High Performance Ropes of America, a Belton, Texas producer of heavy metal ropes used in mining, oil and gas and ski lift operations, agreed in a settlement with federal authorities to give back wages to dozens of workers it had improperly failed to pay overtime.
But according to court papers, High Performance submitted false records documenting the payments. In reality, the company arranged for employees to be taken to a local bank, where they “cashed their checks, and returned the money back” to the company.
The company pleaded guilty last May to a felony charge of making false statements to the government, and was ordered to pay back wages and damages to 31 employees. Three company officials were also convicted of felonies.
Then there’s the case of Dancing Wasabi, a Cincinnati restaurant cited for minimum wage and overtime violations. After agreeing to provide back wages, the restaurant’s co-owner and manager allegedly told three kitchen workers to return their checks. They refused and were fired, according to a lawsuit filed in December by the Department of Labor. The restaurant’s lawyer is seeking dismissal of the case, saying any violations were the fault of a former co-owner who is no longer in charge.

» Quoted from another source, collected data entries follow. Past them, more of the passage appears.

PR #2073, opened 2022-02-27
add K and Q lexers

psaris:
a jupyter notebook kernel is available for the Q language: https://github.com/KxSystems/jupyterq

syntax highlighting gets lost when using 'jupyter nbconvert' because there is no pygments lexer.

please accept the submission for a new Q lexer which is based on the K lexer (just as the Q programming language was created as a macro layer on the underlying K programming language).


pygments/lexers/q.py
```diff
@@ -0,0 +1,228 @@
...
+                bygroups(Name.Variable, Whitespace, Operator),
+            ),
+            # Functions
+            (r"\{", Punctuation, "functions"),
+            # Parentheses
+            (r"\(", Punctuation, "parentheses"),
+            # Brackets
+            (r"\[", Punctuation, "brackets"),
+            # Errors
+            (r"'`[a-zA-Z]*(\w|[.])*", Name.Exception),
```
Jean-Abou-Samra, line 100: Do you really mean the star on `[a-zA-Z]`? (Same below.)

As a mundane matter of style, `[\w.]` is a little easier to read than `(\w|[.])`.

pygments/lexers/q.py
```diff
@@ -0,0 +1,228 @@
...
+            # File Symbols
+            (r"`:[a-zA-Z/]*(\w|[./])*", String.Symbol),
+            # Symbols
+            (r"[`][a-zA-Z]*(\w|[.])*", String.Symbol),
```
Jean-Abou-Samra, line 104: Aren't the brackets around the backtick unneeded?

pygments/lexers/q.py
```diff
@@ -0,0 +1,228 @@
...
+            # Numbers
+            include("numbers"),
+            # Variable Names
+            (r"[a-zA-Z](\w|[.])*", Name),
+            # Operators
+            (r"[-=+*#$%@!~^&:.,<>'\\|/?_]", Operator),
+            # Punctuation
+            (r"[;]", Punctuation),
```
Jean-Abou-Samra, line 112: Why the brackets?

pygments/lexers/q.py
```diff
@@ -0,0 +1,228 @@
...
+            (
+                (
+                    r"[0-9]{4}[.][0-9]{2}"
+                    "(?:m|[.][0-9]{2}(?:T(?:[0-9]{2}:[0-9]{2}"
+                    "(?:[:][0-9]{2}(?:[.][0-9]*)?)?)?)?)"
+                ),
+                Literal.Date,  # datetime
+            ),
+            (
+                (r"[0-9]{2}:[0-9]{2}" "(?:[:][0-9]{2}" "(?:[.][0-9]{1,3})?)?"),
```
Jean-Abou-Samra, line 146: The implicit string concatenation on the same line seems coming from a reformatting.

pygments/lexers/q.py
```diff
@@ -0,0 +1,228 @@
...
+            (r"[0-9]+[jnp]", Number.Integer.Long),
+            (r"[0-9]+[ihtuv]", Number.Integer),
+            (r"([0-9]*[.]?[0-9]+|[0-9]+[.]?[0-9]*)[eE][+-]?[0-9]+[ef]?", Number.Float),
+            (r"([0-9]*[.][0-9]+|[0-9]+[.][0-9]*)[ef]?", Number.Float),
+            (r"[0-9]+[ef]", Number.Float),
+            (r"[0-9]+[c]", Number),
+            (r"[0-9]+", Number.Integer.Long),
+        ],
+        "comments": [
+            (r"[^\\]", Comment.Multiline),
```
Jean-Abou-Samra, line 163: This is a known antipattern: it generates one token per character, which makes the raw token output (such as in the regression test) much harder to read, and can slow down highlighting too. Please add a `+` quantifier.

Another way to do it would be `^/\s*\n(.|\n)*?^\\` to match a multiline comment and do without a dedicated state altogether.

pygments/lexers/q.py
```diff
@@ -0,0 +1,228 @@
...
+            (r"^\\", Comment.Multiline, "#pop"),
+            (r"[\\]", Comment.Multiline),
+        ],
+        "strings": [
+            (r"\\.", String.Double),
+            (r"[^\"]", String.Double),
```
Jean-Abou-Samra, line 169: Same remark here.

pygments/lexers/q.py
```diff
@@ -0,0 +1,228 @@
...
+    aliases = ["q"]
+    filenames = ["*.q"]
+
+    tokens = {
+        "root": [
+            include("whitespace"),
+            include("keywords"),
+            include("macros"),
+            include("declarations"),
+        ],
```
Jean-Abou-Samra, line 192: Maybe you can simplify that as

```
"root": [
  (words(...), Operator.Word),
  inherit,
]
```

?

pygments/lexers/q.py
```diff
@@ -0,0 +1,228 @@
...
+        "macros": [
+            (
+                words(
+                    ("aj", "aj0", "ajf", "ajf0", "all", "and")
+                    + ("any", "asc", "asof", "attr", "avgs")
```
Jean-Abou-Samra, line 197: `+` signs unneeded as above.

Jean-Abou-Samra (changes requested):
Thanks, this looks mostly good to me, with some unimportant remarks but a few important ones too.

psaris:
> 

thank you @Jean-Abou-Samra.  i appreciate your detailed and constructive suggestions.

pygments/lexers/q.py
```diff
@@ -0,0 +1,228 @@
...
+    """
+
+    name = "K"
+    aliases = ["k"]
+    filenames = ["*.k"]
+
+    tokens = {
+        "whitespace": [
+            # hashbang script
+            (r"^#!.*$", Comment.Hashbang),
```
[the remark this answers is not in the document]
psaris: thank you.  will remove the trailing `$`

pygments/lexers/q.py
```diff
@@ -0,0 +1,228 @@
...
+            # Comments
+            (r"^/\s*\n", Comment.Multiline, "comments"),
+            (r"[ \t]+/.*", Comment.Single),
```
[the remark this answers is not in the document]
psaris: yes, the syntax of k is quite interesting.  the `/` character is in-fact an operator when it comes directly after any character other than white space.  the following, for example, can compute 10 factorial
```
  */1+!10
3628800
```
but adding a space turns everything after the `*` into a comment
```
  * / 100
*
```

pygments/lexers/q.py
```diff
@@ -0,0 +1,228 @@
...
+            (r"^/.*\S.*", Comment.Single),
```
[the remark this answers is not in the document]
psaris: the distinction is that a line starting with a `/` followed by any non-whitespace is a single-line comment.  while a line that only has a single `/` is the start of a multi-line comment (which end with a line that only has `'`)

pygments/lexers/q.py
```diff
@@ -0,0 +1,228 @@
...
+        "root": [
+            include("whitespace"),
+            include("keywords"),
+            include("declarations"),
+        ],
+        "keywords": [
+            (
+                words(
+                    ("abs", "acos", "asin", "atan", "avg", "bin", "binr", "by")
+                    + ("cor", "cos", "cov", "dev", "delete", "div", "do")
```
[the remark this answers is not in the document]
psaris: if i remove the the bracketing and use of the `+` operator the [black formatter](https://black.readthedocs.io/en/stable/) puts every key word on a new line.  do you have a suggested way around this (other than wrapping the list with `#fmt: off` and `#fmt: on`)?

```
                words(
                    (
                        "abs",
                        "acos",
                        "asin",
                        "atan",
                        "avg",
                        "bin",
```

pygments/lexers/q.py
```diff
@@ -0,0 +1,228 @@
...
+                    + ("select", "setenv", "sin", "sqrt", "ss", "sum")
+                    + ("tan", "update", "var")
+                    + ("wavg", "while", "within", "wsum", "xexp"),
+                    suffix=r"\b",
+                ),
+                Keyword,
+            ),
+        ],
+        "declarations": [
+            (r"^\\t[s]?", Comment.Preproc),
```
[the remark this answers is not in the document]
psaris: yes, agreed.  thank you.

pygments/lexers/q.py
psaris: yes, this was needed to allow the string to spread across lines. i subsequently optimized the regex and the black formatter merged the shortened lines.  will fix.

pygments/lexers/q.py
psaris: thank you for the suggestion.  i hated the regression test output as well!  this is a result of following the [pygment documentation](https://pygments.org/docs/lexerdevelopment/#changing-states).  specifically:

```python
    tokens = {
        'root': [
            (r'[^/]+', Text),
            (r'/\*', Comment.Multiline, 'comment'),
            (r'//.*?$', Comment.Singleline),
            (r'/', Text)
        ],
        'comment': [
            (r'[^*/]', Comment.Multiline),
            (r'/\*', Comment.Multiline, '#push'),
            (r'\*/', Comment.Multiline, '#pop'),
            (r'[*/]', Comment.Multiline)
        ]
    }
```

pygments/lexers/q.py
psaris: will fix

pygments/lexers/q.py
psaris: again, do you have a clean way of preventing the black formatter from moving every tuple element onto it's own line?

pygments/lexers/q.py
psaris: if there are keywords in comments (or strings) , they would be tokenized first, and then the comments (or strings) would not highlight properly.  i'll add a test case to ensure this is caught.

psaris:
@Jean-Abou-Samra thank you for your constructive comments.  i've made the requested updates (and included one formatting question)

pygments/lexers/q.py
psaris: agreed, removed

pygments/lexers/q.py
psaris: agreed, removed

pygments/lexers/q.py
psaris: yes, i do require the `*` after `[a-zA-Z]` because the null symbol `` ` `` is a valid symbol.

thank you for the `[\w.]` suggestion. i didn't realize you could put `\w` within `[]`

pygments/lexers/q.py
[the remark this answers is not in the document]
birkenfeld: Simply, don't use `black` in Pygments code. (And please remove the formatting markers, they're not useful in our code base.)

pygments/lexers/q.py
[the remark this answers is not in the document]
birkenfeld: But the last expression doesn't match only non-whitespace after the `/`?

birkenfeld:
Thanks for the hint about the suboptimal example in the docs! This should be fixed with #2075.

pygments/lexers/q.py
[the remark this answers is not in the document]
Jean-Abou-Samra: OK. On the other hand, `[ \t]` doesn't include all possible whitespace characters -- doesn't it work with, say carriage returns? I think it would be easiest to use just two rules for comments:

```python
(r"^/\s*\n", Comment.Multiline, "comments"),
(r"(?<=^|\s)/.*", Comment.Single),
```

Jean-Abou-Samra:
One more thing: please add these languages to `doc/languages.rst`.

pygments/lexers/q.py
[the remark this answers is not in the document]
psaris: a combination of @Jean-Abou-Samra 's suggestion and a stackoverflow search resulted in the following two expressions.  in essence, a comment is either a line with only a leading ``/`` (and thus multi-line) or else it is a ``/`` that is not preceded by a non-whitespace character

```python
            (r"^/\s*\n", Comment.Multiline, "comments"),
            (r"(?<!\S)/.*", Comment.Single),
```

pygments/lexers/q.py
psaris: remove formatting comments for black

psaris:
@Jean-Abou-Samra @birkenfeld  have made the requested updates

pygments/lexers/q.py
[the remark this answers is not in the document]
psaris: the proposed ``(?<=^|\s)`` throws the following exception:

```
Error: error when loading custom lexer: uncompilable regex '(?<=^|\\s)/.*' in state 'whitespace' of <class 'QLexer'>: look-behind requires fixed-width pattern
```
negating the look-behind seems to do the trick:
```python
            (r"(?<!\S)/.*", Comment.Single),
```

pygments/lexers/q.py
```diff
@@ -0,0 +1,235 @@
...
+                     "signum", "ssr", "string", "sublist", "sums",
+                     "sv", "svar", "system", "tables", "til", "trim",
+                     "txf", "type", "uj", "ujf", "ungroup", "union",
+                     "upper", "upsert", "value", "view", "views", "vs",
+                     "where", "wj", "wj1", "ww", "xasc", "xbar",
+                     "xcol", "xcols", "xdesc", "xgroup", "xkey",
+                     "xlog", "xprev", "xrank"),
+                    suffix=r"\b",
+                ),
+                Operator.Word,
```
Jean-Abou-Samra, line 231: `Name.Builtin`, not `Operator.Word`?

Jean-Abou-Samra (commented):
One last remarks, generally looks good to me.

pygments/lexers/q.py
psaris: my goal is to have the K (C++ defined operators) in one  style (i chose `Keyword`) and the Q operators (defined as macros on top of K) in another style.  I chose `Operator.Word`  because i usually refer to them as operators and the documentation made sense to me.  
```
Operator.Word
    For any operator that is a word (e.g. not).
```
in fact, each of the Q operators can be infix just like a single character operator.  in fact many of the names (such as ``reverse`` are just a single character in K ``|`` but given a name in Q to make the language more palatable.

i'm having trouble intuiting the difference between your suggestion ``Name.Builtin`` and ``Operator.Word``.  how do you typically differentiate the two? i've tested the output with with html and instead of highlighting in purple, ``Name.Builtin``  is green as well (just not bold like ``Keyword``.  happy to switch if it makes more sense to you.

psaris:
@Jean-Abou-Samra have responded to your suggestion. gave some reasons why i picked ``Operator.Keyword`` but am open to your suggestion if it fits more naturally with ``Pygments``.

pygments/lexers/q.py
Jean-Abou-Samra: Typically, `Name.Builtin` is for built-in functions (think Python `print()`, `open()`, etc.) whereas `Operator.Word` is for infix operators that are not spelt with special characters but as a word, and usually are reserved names (can't be used as variables), which corresponds to Python's `and`, `or`, `not` and `is`. I hadn't realized these could be used with infix syntax. In that case, `Operator.Word` should be OK (it's not always possible to map concepts 1:1 between languages). By the way, note that the HTML output you tested uses the default style, there are many more. Have a look at https://pygments.org/styles/. There is no `Operator.Word` in the example, but if you want to see how it looks like, change `doc/examples/example.py` and build the docs locally.

psaris:
@Jean-Abou-Samra i've updated the K c++ defined keywords as Operator.Word and and Q K-defined keywords as Name.Builtin.

pygments/lexers/q.py
```diff
@@ -0,0 +1,235 @@
...
+            (r"[0-9]+[c]", Number),
+            # Integers
+            (r"[0-9]+[ihtuv]", Number.Integer),
+            # Long Integers
+            (r"[0-9]+[jnp]?", Number.Integer.Long),
+        ],
+        "comments": [
+            (r"[^\\]+", Comment.Multiline),
+            (r"^\\", Comment.Multiline, "#pop"),
+            (r"[\\]", Comment.Multiline),
```
Jean-Abou-Samra, line 180: This makes the CI fail as `regexlint` complains about the useless character class.

pygments/lexers/q.py
```diff
@@ -0,0 +1,235 @@
...
+        ],
+        "declarations": [
+            # Timing
+            (r"^\\ts?", Comment.Preproc),
+            (
+                r"^(\\\w\s+[^/\n]*?)([/].*)",
+                bygroups(Comment.Preproc, Comment.Single),
+            ),
+            # Generic System Commands
+            (r"^\\\w+.*$", Comment.Preproc),
```
Jean-Abou-Samra, line 81: While you are putting the final touch, please remove the useless `+` and `$` here.

pygments/lexers/q.py
psaris: i've corrected all the regexlint errors

pygments/lexers/q.py
psaris: i've cleaned this up as well

Jean-Abou-Samra:
Thanks for all the updates! Merged now.

birkenfeld:
Needs a changelog-update label?

Jean-Abou-Samra:
I thought this was implied by not setting the milestone? (CC @Anteru)

birkenfeld:
You're right, sorry, I misremembered the procedure :)

psaris:
@birkenfeld @Jean-Abou-Samra, i see that this lexer has been included in the 2.12.0 release.  i don't see it in the release notes however: https://github.com/pygments/pygments/releases/tag/2.12.0

Jean-Abou-Samra:
Well, so our procedure for CHANGES updates is not working as well as it could :-)

@Anteru Did you just not notice this PR among those without a milestone, or did I do something wrong?

How about simplifying our lives and always setting Changelog-update on PRs that will need a CHANGES update, independently from milestones?

psaris:
@Anteru  in addition the the procedure changes, will/can the release notes be updated?

Jean-Abou-Samra:
@psaris I think @Anteru has personal reasons not to be available at the moment, so please give him a little time.

Jean-Abou-Samra:
I'm doing the CHANGES update now. For the future I suggest always using the Changelog-update label as "single source of truth".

In Los Angeles’ San Fernando Valley, employees of Alkanan, Inc., which operates under the name Recycling Innovations, load bottles and cans into shipping containers set up in parking lots. Until investigators showed up last fall, the workers allegedly were being paid $55 to $65 per day in cash to put in 10 hour days, six days a week. As a result, their pay fell below the California minimum wage of $8 per hour, as well as the federal minimum of $7.25. Nor were they paid at least time-and-a-half for overtime hours.
The Spanish-speaking immigrant workers were afraid to confront their boss, Karim Ameri, or bring a wage complaint. When Ameri learned of the federal investigation, he began “threatening the workers,…asking them who’s the one who called the Department of Labor,” said Antonio Bernabe, a labor advocate and senior organizer for a group known as CHIRLA, or Coalition for Humane Immigrant Rights of Los Angeles. In fact, Bernabe said, he brought the complaint to labor officials because the workers were afraid to do it themselves.

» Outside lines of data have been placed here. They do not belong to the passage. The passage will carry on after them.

PR #2074, opened 2022-02-28
Update Stan to 2.29 standards

WardBrian:
Stan has undergone a lot of changes since the last time the lexer here was updated. A short summary:

1. Array types can now be declared with the syntax `array[2] int x` instead of `int x[2]`
2. Complex numbers have been added, with a `complex` type and support for imaginary literals like `3i`
3. Many functions and distributions have been added, alongside a couple operators
4. Most of the reserved words which were reserved for technical reasons are no longer reserved


pygments/lexers/_stan_builtins.py
```diff
@@ -436,122 +601,51 @@
...
     'uniform',
     'von_mises',
     'weibull',
     'wiener',
-    'wishart',
+    'wishart'
 )
 
 RESERVED = (
-    'alignas',
```
Jean-Abou-Samra, line 460: Are these words no longer special at all, or (as I suspect) are they just no longer reserved as identifiers? In the latter case, you should highlight them as `Token.Builtin`.

In any case, please make sure this list of words is covered by the test; I can't find `Keyword.Reserved` in the token output.

pygments/lexers/_stan_builtins.py
```diff
@@ -436,122 +601,51 @@
...
-    'STAN_MINOR',
-    'STAN_PATCH',
-    'static',
-    'static_assert',
-    'static_cast',
-    'struct',
-    'switch',
-    'template',
+    'until',
+    'if',
```
Jean-Abou-Samra, line 638: Seems duplicated with the keyword list?

pygments/lexers/_stan_builtins.py
```diff
@@ -253,102 +330,163 @@
...
+    'pareto_lupdf',
     'pareto_rng',
     'pareto_type_2_cdf',
     'pareto_type_2_lccdf',
     'pareto_type_2_lcdf',
     'pareto_type_2_lpdf',
+    'pareto_type_2_lupdf',
     'pareto_type_2_rng',
-    'Phi',
-    'Phi_approx',
```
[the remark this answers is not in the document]
WardBrian: These weren’t truly removed, the script I used to print the function names just put them at the start since they begin with capital letters. I’ll move them back and also add back `print` and `reject`

pygments/lexers/_stan_builtins.py
WardBrian: These genuinely are meaningless now. They were reserved previously because all Stan identifiers needed to be valid C++ identifiers, which has been relaxed. 

I can add them to the test file

pygments/lexers/_stan_builtins.py
WardBrian: There are duplicate entries; they were there previously as well. Generally speaking it is true that “if” is a reserved word in Stan, but I don’t know if it needs to be listed in both places in Pygments

pygments/lexers/_stan_builtins.py
Jean-Abou-Samra: Ah, OK. What I would like to see in the test file is something using one reserved keyword, so not one of those that are being removed but one that is staying.

pygments/lexers/_stan_builtins.py
Jean-Abou-Samra: In any case, they will be highlighted one way or the other. Looking at the lexer, it seems to prefer Keyword over Keyword.Reserved. It's not super important, but it would be nice to deduplicate the list, to make this less confusing.

Jean-Abou-Samra:
LGTM.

Things took a volatile turn last fall after investigators showed up, according to a court declaration by Carolina Ferniza of the Wage and Hour Division.
“Employees informed me that Mr. Ameri told them that if they are contacted by the Department of Labor they should state that they work only part time, that they are paid the minimum wage, that they are paid by the hour, that they are paid by check”—all things that are untrue, Ferniza said.
“Employees are afraid to tell Mr. Ameri that they have spoken to me because he has threatened to retaliate against any employee who complains to the Department of Labor”.
Several workers contacted by FairWarning—all of whom asked not to be identified—confirmed they had been coached to lie to investigators or risk being fired or reported to immigration authorities.
For low-wage immigrant workers, “the biggest enemy is the fear,” Bernabe said. He described the settlement as “a big win for labor rights,” but expressed disappointment that the company will be given 20 months to pay in full. When employers cheat workers of their pay, Bernabe said, they should “have to pay right away.”